#### WORK TASK:
Below are records; report the number of lines in them that include the word "full", with no other text.

#### INFORMATION SHOWN:
PR #1441, opened 2026-08-13
fix(index): deduplicate typed array index values

### LINKED ISSUE #1409: Rust rejects legitimate documents with a duplicate array element on a unique array index that Go accepts (missing dedup before uniqueness check)
Found by a systematic Go-parity audit of `index-encoding`. Triage procedure: #1391.

## Divergence

For a scalar-array field (e.g. `tags: [String!] @index(unique: true)`), Go deduplicates the array's elements before generating index keys, so a document whose array contains a repeated value (e.g. ["a","a","b"]) produces only distinct keys and is indexed without conflict. Rust's expand_array! macro maps every array element into the expansion set without deduplication, so the same repeated value produces the identical (field-value) combo twice in `value_sets`; `validate_unique_value_sets` then sees `value_sets[..position].contains(values)` == true for the second occurrence and returns `UniqueConstraintViolation` before any document is written. This applies to every typed array kind (String/Int/Bool/Float32/Float64/Bytes/Time array and their Nillable variants); Go's JSON-array path (JSONFieldGenerator, no RemoveDuplicates) is deliberately NOT deduplicated on either side and both correctly reject self-duplicate JSON-array unique index values (confirmed by Go's own tests/integration/index/json_unique_array_test.go:72-80, `"numbers": []int{5, 8, 5}` expects the same 'can not index a doc's field(s) that violates unique index' error) — so this finding is specifically about the non-JSON typed-array path, where Go silently succeeds and Rust errors.

## Consequence

Creating a document with a unique-indexed scalar-array field that happens to contain a repeated value succeeds in Go but is rejected outright in Rust with a spurious UniqueConstraintViolation error, even though there is no real cross-document conflict — a correctness regression that turns valid writes into hard failures.

## References

- **Rust:** crates/db-index/src/index_manager/value_extraction.rs:77-88 (expand_array! macro, no deduplication) and :151-157 (invoked for BoolArray/IntArray/Float64Array/Float32Array/StringArray/BytesArray/TimeArray); crates/db-index/src/index_manager/mod.rs:115-134 (validate_unique_value_sets rejects any duplicate non-nil combo in the expanded value_sets) called from on_document_create at mod.rs:622
- **Go v1.0.0 (`3de01484`):** internal/db/index.go:127-143 (ArrayFieldGenerator.Generate calls slice.RemoveDuplicates(normVals) before generating index entries, 'Remove duplicates to avoid duplicate index entries') and :176-184 (getFieldGenerator routes every kind.IsArray() field, i.e. non-JSON typed arrays, to ArrayFieldGenerator); internal/utils/slice/slice.go:18-29 (RemoveDuplicates)

## Verification done

Searched crates/db-index and crates/document for any dedup/remove_duplicates logic (none found); confirmed Rust's array-unique-index integration coverage (tools/integration-test) has no equivalent test for this path, and cross-checked Go's array_unique_test.go (typed-array cases) and json_unique_array_test.go (JSON-array self-duplicate case, which both implementations correctly reject) to isolate that the divergence is confined to non-JSON typed arrays.

iverc:
Closes #1409.

## Problem

Typed array fields generated one index entry for every element, including repeated values within the same document. A unique index therefore treated a self-duplicate such as `["a", "a", "b"]` as a uniqueness violation, while Go deduplicates typed-array values before indexing. JSON arrays intentionally use different semantics and must continue rejecting duplicate indexed values.

## What changed

- Deduplicate typed-array values before generating index Cartesian products, including nillable array forms.
- Keep JSON-array expansion unchanged so positional entries and duplicate validation retain their existing behavior.
- Add regression coverage proving repeated typed-array values no longer reject an otherwise valid document.

## Validation

- [x] `cargo clippy -p db-index -p db --all-targets -- -D warnings`
- [x] `cargo test -p db --test index_manager_tests unique_`
- [x] `cargo test -p db-index -p db`

### DIFF
--- a/crates/db-index/src/index_manager/value_extraction.rs
+++ b/crates/db-index/src/index_manager/value_extraction.rs
@@ -80,8 +80,9 @@ impl IndexManager {
                 if $arr.is_empty() {
                     vec![NormalValue::Null]
                 } else {
-                    $arr.iter()
-                        .map(|v| NormalValue::$variant(v.clone()))
+                    Self::deduplicate_array_values($arr.iter().cloned())
+                        .into_iter()
+                        .map(NormalValue::$variant)
                         .collect()
                 }
             };
@@ -94,8 +95,9 @@ impl IndexManager {
                         if arr.is_empty() {
                             vec![NormalValue::Null]
                         } else {
-                            arr.iter()
-                                .map(|v| NormalValue::$variant(v.clone()))
+                            Self::deduplicate_array_values(arr.iter().cloned())
+                                .into_iter()
+                                .map(NormalValue::$variant)
                                 .collect()
                         }
                     }
@@ -109,9 +111,10 @@ impl IndexManager {
                 if $arr.is_empty() {
                     vec![NormalValue::Null]
                 } else {
-                    $arr.iter()
+                    Self::deduplicate_array_values($arr.iter().cloned())
+                        .into_iter()
                         .map(|v| match v {
-                            Some(val) => NormalValue::$variant(val.clone()),
+                            Some(val) => NormalValue::$variant(val),
                             None => NormalValue::Null,
                         })
                         .collect()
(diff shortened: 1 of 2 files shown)


jackzampolin:
Heads up @iverc — I updated this branch onto main as part of a CI-throughput sweep, and that surfaced a semantic merge conflict: main gained `IndexDescription::kind` (from the vector index work), and the `unique_typed_array_index_deduplicates_repeated_values` test added here constructs that struct without it. Git merged both sides cleanly because they touch different lines, so it only failed at compile time — `Build & Test` and `Lint` went red.

Since I triggered it, I pushed the one-line fix (`604256f3`): `kind: None` in the initializer, matching the placement of the existing ones in that file. `cargo test -p db --test index_manager_tests` → 37 passed, 0 failed, including your new test. Revert it freely if you'd rather handle it differently.

The update also brings this branch the parallel integration suites (#1454), the gossipsub fix (#1473) and the build-cache change (#1455), so CI here should be substantially faster than it was — the rust integration leg went from ~103 min to ~13 min on main.

PR #1453, opened 2026-08-14
fix(p2p): replay only composite document heads

### LINKED ISSUE #1450: Rust→Go PushLog replay rejected: field blocks pushed as standalone heads
`crates/db-merge/src/push_docs.rs:257-292` pushes **every** block of a document's DAG as its own
PushLog head, including field blocks. Go rejects a field block that arrives without its composite
parent — `internal/db/merge.go:501-508` errors when `mp.currentCompositeDocRef == nil`:

```
WARN db_merge::push_docs: Existing document replay PushLog was rejected ...
  completed_blocks=2 total_blocks=4
  error=failed to init CRDT for merge: failed to parse doc ID during merge:
        malformed document ID ... RawDocID: bafyrei...
```

So Rust→Go replicator replay of any LWW document is partially rejected and retried indefinitely.

Found while diagnosing #1449. It is **not** the cause of that failure — this rejection occurs on
passing runs too — but it is why gossipsub is the *only* heal path between a Rust and a Go node
rather than one of two redundant routes. Fixing it would make Rust↔Go replication resilient to a
pubsub outage instead of wholly dependent on it.

## Also worth noting

Two upstream Go observations recorded while investigating, neither causal:

- `internal/db/p2p/sync_doc.go:97-109` keys `pendingPeers` by multiaddr but deletes by peer ID at
  `:150`, so every Go doc-sync burns its full 5s timeout even when it succeeds.
- `quick_protobuf_codec`'s `Failed to encode/decode message` Display hides the underlying io
  error (a stream reset, in #1449's case), which made that diagnosis considerably slower.

iverc:
Closes #1450.

## Problem

Rust document backfill and retry expanded each document DAG and sent linked field blocks as standalone PushLog heads. Go requires document fields to arrive through their composite parent, so it rejected Rust LWW field blocks, left replay partially failed, and made cross-runtime healing depend entirely on gossipsub.

## What changed

- Load validated highest-priority composite document heads together with their block data.
- Replay only composite heads over libp2p and transport-agnostic paths; receivers fetch linked field blocks through DAG sync.
- Keep full-DAG transfer for collection commits and browser sync, where standalone document-head semantics do not apply.
- Add regression coverage for pre-existing Rust-to-Go LWW replication and encrypted filtered backfill.
- Update the encrypted replay model anchors to reflect composite-head delivery.

## Validation

- [x] `cargo clippy -p db-merge -p integration-test --test p2p -- -D warnings`
- [x] `cargo test -p db-merge` (121 passed)
- [x] `cargo test -p integration-test --test p2p --no-run`


jackzampolin:
Heads up @iverc — the red legs here weren't (only) the sweep flakiness. The new `rust_to_go_replicator_backfills_existing_lww_document` test escaped CI's test routing: the `rust`/`signed-docs` macOS legs and the Linux P2P leg all run with `--skip ::go_` and have no Go `defradb` on PATH, so the test ran there and died on `Go defradb binary not available` — deterministically, on every run. Meanwhile the `go-compat` leg (which has the binary) selects tests by the `go_` name filter.

Since the convention for mixed rust+go cluster tests is the `go_rust_` prefix (what `for_each_p2p_topology!` generates, and what both filters key on), I pushed `04c3577c` renaming it to `go_rust_replicator_backfills_existing_lww_document` — one-line change, no behavior touched. Revert freely if you'd rather route it differently.

The other failures on the Aug 14 runs (`filtered_replication::*`, `failed to start rust-1: did not become ready`) hit several unrelated PRs at once when the whole sweep re-ran CI simultaneously and look like runner contention, so this push's fresh run should tell us cleanly.

tools/integration-test/tests/p2p/filtered_replication.rs
```diff
@@ -509,6 +507,9 @@ async fn rust_filtered_replication_encrypted_respects_filter() {
         .expect("create second matching encrypted doc");
     let matching2_id = extract_doc_id(&matching2, "add_SecretDoc");
 
+    // Add the replicator after all writes so delivery can only come from backfill.
```
vertexclique, line 602: Isn't this also requires changes in TLA files for write of LLWs?

jackzampolin:

edjroz (changes requested):
The Rust→Go fix works. `go_rust_replicator_backfills_existing_lww_document` passes here against Go `13c46ec9`, `cargo test -p db-merge` is 121 green, and the `filtered_replication` module (40 tests) passes. One blocking regression, though.

**Filtered replicators under ACP never receive backfilled documents.** Backfill now sends the composite head only, so the receiver has to pull the linked field blocks, and under `AccessMode::Controlled` the sender denies exactly that to a filtered replicator (`bitswap/filter.rs:107`, *"filtered replicator data-block access uses direct push"*; same at `car.rs:202`). The live path compensates with `expand_dag = true` (`broadcast.rs:303`) plus a `selective_car_access` grant (`push_worker.rs:249`). The db-merge backfill/retry path does neither, so the composite lands and its fields never follow.

I wrote a test to confirm it: the Controlled-mode twin of `rust_filtered_replication_backfill_respects_filter`, with the replicator added after the writes so backfill is the only delivery path. On the merge-base the documents arrive in 3.5s; on this branch they never arrive, still nothing at 120s. Nothing in the suite covers that quadrant today, since both Controlled-mode filtered tests add the replicator before the writes and so exercise the live path, while every other filtered test runs in Open mode where `filter.rs:78` short-circuits before the gate is reached.

Two shapes that would fix it: keep DAG expansion for filtered-replicator backfill, or give the backfill path the same `selective_car_access` grant the live path takes out. Happy to hand over the test either way.

tools/integration-test/tests/p2p/filtered_replication.rs
```diff
@@ -509,6 +599,9 @@ async fn rust_filtered_replication_encrypted_respects_filter() {
...
+    add_filtered_replicator(&cluster, 0, &["SecretDoc"], &addr1, "agent_did", ALICE);
```
jackzampolin: **[suggestion]** `rust_filtered_replication_encrypted_respects_filter` now adds the replicator only after every write, so delivery is unordered backfill. The other backfill tests in this file (`rust_filtered_replication_backfill_respects_filter`, and the new Controlled-mode test) sleep `ABSENCE_GRACE` after the matching document arrives before asserting the non-matching document is absent. This test still treats the second matching document as an ordering anchor and then immediately asserts `count == 2`. That anchor only works on the live path, where create order is send order. If a regression started pushing the non-matching encrypted doc, this assertion can pass while that doc is still in flight.

**Suggestion:** After the poll succeeds, sleep `ABSENCE_GRACE` (or poll until the set is stable) before asserting the peer holds exactly the two matching documents. Drop or rewrite the “second matching doc just ensures delivery happened” comment; it is now describing live-push ordering that this test no longer has.

tools/integration-test/tests/p2p/filtered_replication.rs
```diff
@@ -459,10 +551,10 @@ async fn rust_filtered_replicator_cli_requires_filter_field() {
     );
 }
 
-/// #8: the filter must gate the encrypted (SE-artifact) push path too. A
-/// non-matching encrypted document must not reach the filtered peer; matching
-/// documents must arrive with decrypted secrets, proving their field blocks
-/// triggered DEK resolution.
+/// #8: the filter must gate encrypted (SE-artifact) backfill too. A non-matching
```
jackzampolin: **[suggestion]** This was the only filtered-replication test that both enables encryption (`.with_encryption()`, so nodes are not started with `--no-encryption`) and exercised the live push path. Rewriting its doc comment and moving `add_filtered_replicator` after the writes makes it a backfill test. Live filtered push is a different sender (`push_worker` / gossip) than replicator replay (`push_docs.rs`). `rust_filtered_replication_encrypted_rich_filter` still creates after the replicator is added, but that cluster is built without `.with_encryption()`, so it does not replace this coverage.

**Suggestion:** Keep a live-path encrypted filtered test (the previous body of this function) and add the backfill variant separately, the same way `#5` (`rust_filtered_replication_backfill_respects_filter`) sits beside the live `#1/#2` tests.

proofs/tla/EncryptedLwwReplay_DESIGN.md
```diff
@@ -10,7 +10,7 @@ including across a receiver restart.
 
 | Fact | Source | Model consequence |
 |---|---|---|
-| Filtered replication pushes every non-counter field block, including encrypted LWW blocks, as a head so receipt triggers DEK resolution. | `crates/db/src/merge/push_docs.rs`, `crates/db/src/merge/push_docs_transport.rs` | `FilterMode="PreserveEncrypted"` stores the ciphertext; the red mode drops it and violates `INV_NoFilteredLoss`. |
+| Filtered replay pushes composite heads, and pending-DAG completion fetches their linked encrypted LWW blocks so merge triggers DEK resolution. | `crates/db/src/merge/push_docs.rs`, `crates/p2p/src/sync/coordinator/selective_car_access.rs`, `crates/db/src/merge/merge_handler/composite_fields.rs` | `DeliverComposite` records the link and durable retry before acknowledgement; `FetchCiphertext` models the later child fetch. The red mode omits the link and violates `INV_NoFilteredLoss`. |
```
jackzampolin: **[suggestion]** The updated fact row and the conformance fence (lines 54–56) treat `selective_car_access.rs` plus `rust_filtered_replication_encrypted_respects_filter` as the bind for “pending-DAG completion fetches linked encrypted LWW blocks.” That encrypted test still runs in Open mode, where `bitswap/filter.rs` short-circuits before the filtered-replicator deny, so children can arrive without a selective-CAR grant. The new `rust_filtered_replication_backfill_controlled_mode` test is the one that actually needs the grant (Controlled mode denies Bitswap to filtered replicators), but it is not encrypted and does not trigger DEK resolution. Neither test alone binds both the TLA link obligation and the CAR authorization the fact table now cites. `INV_NoFilteredLoss` is also only about retaining `ciphertextLinked`; `FetchCiphertext` has no grant/deny state, so a missing `car_authority.register` on replay would still leave the green spec live.

**Suggestion:** Point the `INV_NoFilteredLoss` fence at an encrypted Controlled-mode backfill test (or say clearly that the Open-mode encrypted test binds the link/DEK obligation and the new Controlled-mode test binds CAR-granted child fetch). If the model is meant to include the grant, give `FetchCiphertext` an authorization flag and a red config that acks the composite without installing the grant.

tools/integration-test/tests/p2p/filtered_replication.rs
```diff
@@ -364,6 +364,98 @@ async fn rust_filtered_replication_backfill_respects_filter() {
...
+        P2P_POLL_INTERVAL,
+        "matching document did not backfill to controlled filtered peer",
+    )
+    .await;
+
+    tokio::time::sleep(ABSENCE_GRACE).await;
+    let result = node1
+        .query("query { User { agent_did } }")
+        .expect("query node1");
+    let dids: Vec<&str> = result["User"]
```
jackzampolin: **[nit]** The absence check collects `agent_did` with `filter_map` and then `assert_eq!(dids, vec![ALICE])`. Rows with a missing `agent_did` are dropped, so a leaked non-matching document whose field blocks never arrived would not fail this assertion. The live Controlled-mode twin (`rust_filtered_replication_excludes_nonmatching_controlled_mode`) asserts `rows.len()` first, which would catch that. This is the test that exists to catch “composite lands, fields never follow,” so counting rows is the tighter check.

**Suggestion:** Mirror the live test: assert the `User` row count is 1, then that every row’s `agent_did` is `ALICE`. Optionally also query `name` so a matching composite whose non-filter field never fetched cannot pass.

vertexclique (approved):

#### YOUR SOLUTION:
2